* What to produce
The answer should be an exact copy of the data.

Saved data entries:
PR #118, opened 2021-06-24
Detect GlobalSymbol arrays & string constants

zbanks:
This is #112, without separating out the `Initializer` interface.

- Support for `.short` directive in `parse_file(...)`
- Detect global symbols that are actually arrays.
  - Added the `GlobalSymbol.array_dim` field, which defaults to `None` meaning "not an array." Before formatting, if this field gets populated, it's then assumed that the symbol is an array with the given length. (`0` can be used for arrays with unknown lengths).
      - This worked out pretty well, the only spot that really needed to be changed was the `StructAccess.format`
      - `GlobalSymbol.type` is otherwise unchanged.
  - Use heuristic to guess about zero-padding
      - Really bad at the BSS region, but pretty good otherwise
  - Support writing array initializers.
- Remove StringLiteral, do detection at format time
   - The only downside is that now we have to prune string literals during `GlobalInfo.global_decls()`, like we do with floats. (It's sort of tricky to mark which symbols have been completely elided)

---

Here is a somewhat representative diff from MM's `ovl_Bg_Dblue_Elevator_0x80B91F20`:
```diff
-static s8 D_80B929E0;
+static s8 D_80B929E0[2] = {(u8)0, (u8)2};
 static ? D_80B929E3;
-static s8 D_80B929E4 = (u8)0; // array: [4]
+static s8 D_80B929E4[6] = {(u8)0, (u8)1, (u8)2, (u8)3, (u8)4, (u8)5};
 static ? D_80B929EA;
-static InitChainEntry D_80B929EC; // array: [5]
-static f32 D_80B92A08 = 0.001f; // const; array: [2]
+static InitChainEntry D_80B929EC[5];
```


simonlindholm:
> ```diff
> +static s8 D_80B929E4[6] = {(u8)0, (u8)1, (u8)2, (u8)3, (u8)4, (u8)5};
> ```

What's up with the s8 vs u8 there, btw?

zbanks:
> > ```diff
> > +static s8 D_80B929E4[6] = {(u8)0, (u8)1, (u8)2, (u8)3, (u8)4, (u8)5};
> > ```
> 
> What's up with the s8 vs u8 there, btw?

`Literal`s always get formatted as unsigned -- https://github.com/matt-kempster/mips_to_c/blob/master/src/translate.py#L1114-L1122 .

src/translate.py
```diff
@@ -3769,59 +3783,75 @@ def read_pointer() -> Optional[Expression]:
...
+                is_const = (
+                    sym.asm_data_entry is not None
+                ) and sym.asm_data_entry.is_readonly
+
+                sort_order = (
+                    not sym.type.is_function(),
+                    is_global,
+                    is_in_file,
+                    is_const,
+                    name,
```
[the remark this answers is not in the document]
zbanks: Oh that's a great idea. The orderings probably start the same, but they would diverge when decompers rename symbols.

zbanks:
Thanks for the feedback so far - I'm still working on cleaning up ` global_decls()`. 
I think the big thing I need to clarify/fix is that `global_decls()` was written with the assumption that all `GlobalSymbol.array_dim`s were `None` at the start of that function, and it's responsibility was to *set* `array_dim`. 
(This assumption is violated by symbols whose types are available in the context)

tests/end_to_end/global_decls/irix-o2-out.c
```diff
@@ -2,13 +2,17 @@ MIPS2C_UNK extern_fn(struct A *); // extern
 MIPS2C_UNK static_fn(struct A *); // static
 extern f32 extern_float;
 struct A *static_A_ptr = &static_A;
+s32 static_array[3] = {2, 4, 6};
+s32 static_bss_array[3] = {0, 0, 0};
```
simonlindholm, line 6: it would be nice to eliminate this initializer -- while GCC defaults to placing global variables explicitly initialized to zero in bss, IDO doesn't, and only places variables without explicit initializers there.

zbanks: Ooh nice insight. 
(This test didn't make that very obvious because the test is hand-edited to add the `rodata`/`data`/`bss` sections)

src/translate.py
```diff
@@ -3769,59 +3783,75 @@ def read_pointer() -> Optional[Expression]:
...
+        if sym.array_dim is None:
+            return for_type(sym.type)
+        else:
+            elements: List[str] = []
+            for _ in range(sym.array_dim):
+                el = for_type(sym.type)
+                if el is None:
+                    return None
+                elements.append(el)
+            return f"{{{', '.join(elements)}}}"
```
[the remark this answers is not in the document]
zbanks: I refactored this slightly so that when CType arrays are supported, they'll use nearly the same code path.

(For now I'm not supporting CTypes at all - but that shouldn't be too bad to add in a future PR)

zbanks:
I did a pretty big cleanup of the `array_dim` logic in `global_decls()` that I think should be easier to follow now.
I also made it more explicit that we only need to detect `array_dim` when its not provided by the context: which helps reduce the input space a bit.

src/translate.py
```diff
@@ -3832,36 +3871,80 @@ def global_decls(self, fmt: Formatter) -> str:
...
-                        if data_size // type_size > 1:
-                            comments.append(f"array: [{data_size // type_size}]")
+                # Try to guess the symbol's `array_dim` if we have a data entry for it,
+                # and it does not exist in the typemap (`not is_global`) or dim is unknown
+                # (Otherwise, if the dim is provided by the typemap, we trust it.)
+                if sym.asm_data_entry and (not is_global or sym.array_dim == 0):
+                    assert sym.array_dim is None or sym.array_dim == 0
+                    # The size of the data entry is uncertain, because of padding
+                    # between sections. Generally `(max_data_size - data_size) < 16`.
+                    data_size, max_data_size = sym.asm_data_entry.size_range_bytes()
```
simonlindholm, line 3885: rename data_size -> min_data_size, and create a data_size member further down just above where it's used

src/translate.py
```diff
@@ -3832,36 +3871,80 @@ def global_decls(self, fmt: Formatter) -> str:
...
+                        # Uh-oh! The type is too big for our data. (not an array)
+                        comments.append(
+                            f"type too large by {type_size - max_data_size}"
+                        )
+                    elif type_size == max_data_size:
+                        # The type perfectly fits our data: 1 element, or not an array
+                        if sym.array_dim == 0:
+                            sym.array_dim = 1
+                        else:
+                            sym.array_dim = None
```
simonlindholm, line 3902: (this else is silly)

src/parse_file.py
```diff
@@ -47,15 +47,30 @@ class AsmDataEntry:
     data: List[Union[str, bytes]] = attr.ib(factory=list)
     is_string: bool = attr.ib(default=False)
     is_readonly: bool = attr.ib(default=False)
+    is_bss: bool = attr.ib(default=False)
 
-    def size_bytes(self) -> int:
-        size = 0
+    def size_range_bytes(self) -> Tuple[int, int]:
```
simonlindholm, line 52: should probably avoid returning zero for the lower bound here, unless the upper bound is also zero.

src/translate.py
```diff
@@ -3832,36 +3871,80 @@ def global_decls(self, fmt: Formatter) -> str:
...
+                            # How many extra bytes do we need to add to `data_size`
+                            # to make it an exact multiple of `type_size`?
+                            extra_bytes = type_size - (data_size % type_size)
+                            if data_size + extra_bytes <= max_data_size:
+                                # We can make an exact multiple by taking some of the bytes
+                                # we thought were padding
+                                data_size += extra_bytes
+                            else:
+                                comments.append(f"extra bytes: {data_size % type_size}")
+                        if data_size // type_size > 1:
```
simonlindholm, line 3917: or array_dim == 0

src/translate.py
```diff
@@ -3832,36 +3871,80 @@ def global_decls(self, fmt: Formatter) -> str:
...
+                    type_size = (type_size_bits or 0) // 8
+                    if not type_size_bits:
+                        # If we don't know the type, we can't guess the array_dim
+                        pass
+                    elif type_size > max_data_size:
+                        # Uh-oh! The type is too big for our data. (not an array)
+                        comments.append(
+                            f"type too large by {type_size - max_data_size}"
+                        )
+                    elif type_size == max_data_size:
```
simonlindholm, line 3897: we shouldn't need this case

simonlindholm (approved):

zbanks:
Tested that my latest commit didn't introduce any regressions by running `./run_tests.py --project-with-context ../oot`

* Task solution
PR #118, opened 2021-06-24
Detect GlobalSymbol arrays & string constants

zbanks:
This is #112, without separating out the `Initializer` interface.

- Support for `.short` directive in `parse_file(...)`
- Detect global symbols that are actually arrays.
  - Added the `GlobalSymbol.array_dim` field, which defaults to `None` meaning "not an array." Before formatting, if this field gets populated, it's then assumed that the symbol is an array with the given length. (`0` can be used for arrays with unknown lengths).
      - This worked out pretty well, the only spot that really needed to be changed was the `StructAccess.format`
      - `GlobalSymbol.type` is otherwise unchanged.
  - Use heuristic to guess about zero-padding
      - Really bad at the BSS region, but pretty good otherwise
  - Support writing array initializers.
- Remove StringLiteral, do detection at format time
   - The only downside is that now we have to prune string literals during `GlobalInfo.global_decls()`, like we do with floats. (It's sort of tricky to mark which symbols have been completely elided)

---

Here is a somewhat representative diff from MM's `ovl_Bg_Dblue_Elevator_0x80B91F20`:
```diff
-static s8 D_80B929E0;
+static s8 D_80B929E0[2] = {(u8)0, (u8)2};
 static ? D_80B929E3;
-static s8 D_80B929E4 = (u8)0; // array: [4]
+static s8 D_80B929E4[6] = {(u8)0, (u8)1, (u8)2, (u8)3, (u8)4, (u8)5};
 static ? D_80B929EA;
-static InitChainEntry D_80B929EC; // array: [5]
-static f32 D_80B92A08 = 0.001f; // const; array: [2]
+static InitChainEntry D_80B929EC[5];
```


simonlindholm:
> ```diff
> +static s8 D_80B929E4[6] = {(u8)0, (u8)1, (u8)2, (u8)3, (u8)4, (u8)5};
> ```

What's up with the s8 vs u8 there, btw?

zbanks:
> > ```diff
> > +static s8 D_80B929E4[6] = {(u8)0, (u8)1, (u8)2, (u8)3, (u8)4, (u8)5};
> > ```
> 
> What's up with the s8 vs u8 there, btw?

`Literal`s always get formatted as unsigned -- https://github.com/matt-kempster/mips_to_c/blob/master/src/translate.py#L1114-L1122 .

src/translate.py
```diff
@@ -3769,59 +3783,75 @@ def read_pointer() -> Optional[Expression]:
...
+                is_const = (
+                    sym.asm_data_entry is not None
+                ) and sym.asm_data_entry.is_readonly
+
+                sort_order = (
+                    not sym.type.is_function(),
+                    is_global,
+                    is_in_file,
+                    is_const,
+                    name,
```
[the remark this answers is not in the document]
zbanks: Oh that's a great idea. The orderings probably start the same, but they would diverge when decompers rename symbols.

zbanks:
Thanks for the feedback so far - I'm still working on cleaning up ` global_decls()`. 
I think the big thing I need to clarify/fix is that `global_decls()` was written with the assumption that all `GlobalSymbol.array_dim`s were `None` at the start of that function, and it's responsibility was to *set* `array_dim`. 
(This assumption is violated by symbols whose types are available in the context)

tests/end_to_end/global_decls/irix-o2-out.c
```diff
@@ -2,13 +2,17 @@ MIPS2C_UNK extern_fn(struct A *); // extern
 MIPS2C_UNK static_fn(struct A *); // static
 extern f32 extern_float;
 struct A *static_A_ptr = &static_A;
+s32 static_array[3] = {2, 4, 6};
+s32 static_bss_array[3] = {0, 0, 0};
```
simonlindholm, line 6: it would be nice to eliminate this initializer -- while GCC defaults to placing global variables explicitly initialized to zero in bss, IDO doesn't, and only places variables without explicit initializers there.

zbanks: Ooh nice insight. 
(This test didn't make that very obvious because the test is hand-edited to add the `rodata`/`data`/`bss` sections)

src/translate.py
```diff
@@ -3769,59 +3783,75 @@ def read_pointer() -> Optional[Expression]:
...
+        if sym.array_dim is None:
+            return for_type(sym.type)
+        else:
+            elements: List[str] = []
+            for _ in range(sym.array_dim):
+                el = for_type(sym.type)
+                if el is None:
+                    return None
+                elements.append(el)
+            return f"{{{', '.join(elements)}}}"
```
[the remark this answers is not in the document]
zbanks: I refactored this slightly so that when CType arrays are supported, they'll use nearly the same code path.

(For now I'm not supporting CTypes at all - but that shouldn't be too bad to add in a future PR)

zbanks:
I did a pretty big cleanup of the `array_dim` logic in `global_decls()` that I think should be easier to follow now.
I also made it more explicit that we only need to detect `array_dim` when its not provided by the context: which helps reduce the input space a bit.

src/translate.py
```diff
@@ -3832,36 +3871,80 @@ def global_decls(self, fmt: Formatter) -> str:
...
-                        if data_size // type_size > 1:
-                            comments.append(f"array: [{data_size // type_size}]")
+                # Try to guess the symbol's `array_dim` if we have a data entry for it,
+                # and it does not exist in the typemap (`not is_global`) or dim is unknown
+                # (Otherwise, if the dim is provided by the typemap, we trust it.)
+                if sym.asm_data_entry and (not is_global or sym.array_dim == 0):
+                    assert sym.array_dim is None or sym.array_dim == 0
+                    # The size of the data entry is uncertain, because of padding
+                    # between sections. Generally `(max_data_size - data_size) < 16`.
+                    data_size, max_data_size = sym.asm_data_entry.size_range_bytes()
```
simonlindholm, line 3885: rename data_size -> min_data_size, and create a data_size member further down just above where it's used

src/translate.py
```diff
@@ -3832,36 +3871,80 @@ def global_decls(self, fmt: Formatter) -> str:
...
+                        # Uh-oh! The type is too big for our data. (not an array)
+                        comments.append(
+                            f"type too large by {type_size - max_data_size}"
+                        )
+                    elif type_size == max_data_size:
+                        # The type perfectly fits our data: 1 element, or not an array
+                        if sym.array_dim == 0:
+                            sym.array_dim = 1
+                        else:
+                            sym.array_dim = None
```
simonlindholm, line 3902: (this else is silly)

src/parse_file.py
```diff
@@ -47,15 +47,30 @@ class AsmDataEntry:
     data: List[Union[str, bytes]] = attr.ib(factory=list)
     is_string: bool = attr.ib(default=False)
     is_readonly: bool = attr.ib(default=False)
+    is_bss: bool = attr.ib(default=False)
 
-    def size_bytes(self) -> int:
-        size = 0
+    def size_range_bytes(self) -> Tuple[int, int]:
```
simonlindholm, line 52: should probably avoid returning zero for the lower bound here, unless the upper bound is also zero.

src/translate.py
```diff
@@ -3832,36 +3871,80 @@ def global_decls(self, fmt: Formatter) -> str:
...
+                            # How many extra bytes do we need to add to `data_size`
+                            # to make it an exact multiple of `type_size`?
+                            extra_bytes = type_size - (data_size % type_size)
+                            if data_size + extra_bytes <= max_data_size:
+                                # We can make an exact multiple by taking some of the bytes
+                                # we thought were padding
+                                data_size += extra_bytes
+                            else:
+                                comments.append(f"extra bytes: {data_size % type_size}")
+                        if data_size // type_size > 1:
```
simonlindholm, line 3917: or array_dim == 0

src/translate.py
```diff
@@ -3832,36 +3871,80 @@ def global_decls(self, fmt: Formatter) -> str:
...
+                    type_size = (type_size_bits or 0) // 8
+                    if not type_size_bits:
+                        # If we don't know the type, we can't guess the array_dim
+                        pass
+                    elif type_size > max_data_size:
+                        # Uh-oh! The type is too big for our data. (not an array)
+                        comments.append(
+                            f"type too large by {type_size - max_data_size}"
+                        )
+                    elif type_size == max_data_size:
```
simonlindholm, line 3897: we shouldn't need this case

simonlindholm (approved):

zbanks:
Tested that my latest commit didn't introduce any regressions by running `./run_tests.py --project-with-context ../oot`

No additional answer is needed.